A magazine publisher boasts that the magazine has 2 million readers. How do they know? They don’t. They assume some proportion of every magazine sold is shared with others—what they call the “pass along” rate. They assume that every magazine bought by a library is read by a certain number of people. The same applies to books and e-books. Of course, this varies widely by title. Lots of people bought Stephen Hawking’s A Brief History of Time. Indeed, it’s said to be the most purchased and least finished book of the last thirty years. Few probably passed it along, because it looks impressive to have it sitting there in the living room. How many readers does a magazine or book have? How many listeners does a podcast have? We don’t know. We know how many were sold or downloaded, that is all (although recent developments with e-books will probably be changing that long-standing status quo).

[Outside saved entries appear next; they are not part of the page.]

PR #3, opened 2020-04-20
Radio buttons

illright:


src/radio-button/radio-group.svelte
```diff
@@ -0,0 +1,53 @@
...
+  if (!items || items.length === 0) {
+    console.error('Must have at least one item in the radio group');
+  }
+
+  if (color && labelClass != null) {
+    console.warn('labelClass has no effect: labels are not rendered for color radio groups');
+  }
+</script>
+
+{#if items != null && items.length !== 0}
```
aabounegm, line 27: perhaps the div should be rendered anyways but with empty content? Also, I find this check useless because `items` is required, so a wrong value **should** throw an error, and `{#each }` doesn't mind an empty array, so the second part of the check is also meaningless

illright: Don't think it makes much of a difference as to what happens when an erroneous value was given. As for the two checks, it's preventing the each from trying to iterate over null, which produces another error in addition to the clean one produced by our code. Just makes it harder to concentrate on the problem.

PR #4, opened 2020-04-21
Add Card component

aabounegm:
Image has been simplified as just a prop (instead of having to manually apply the `.image` class on it in the default slot). Title and subtitle have also been added as props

The next time that you read that the average New Zealander flosses 4.36 times a week (a figure I just made up, but it may be as accurate as any estimate), ask yourself: How could anyone know such a thing? What data are they relying on? If there were hidden cameras in bathrooms, that would be one thing, but more likely, it’s people reporting to a survey taker, and only reporting what they remember—or want to believe is true, because we are always up against that.
PROBABILITIES
Did you believe me when I said few people probably passed along A Brief History of Time? I was using the term loosely, as many of us do, but the topic of mathematical probability confronts the very limits of what we can and cannot know about the world, stretching from the behavior of subatomic particles like quarks and bosons to the likelihood that the world will end in our lifetimes, from people playing a state lottery to trying to predict the weather (two endeavors that may have similar rates of success).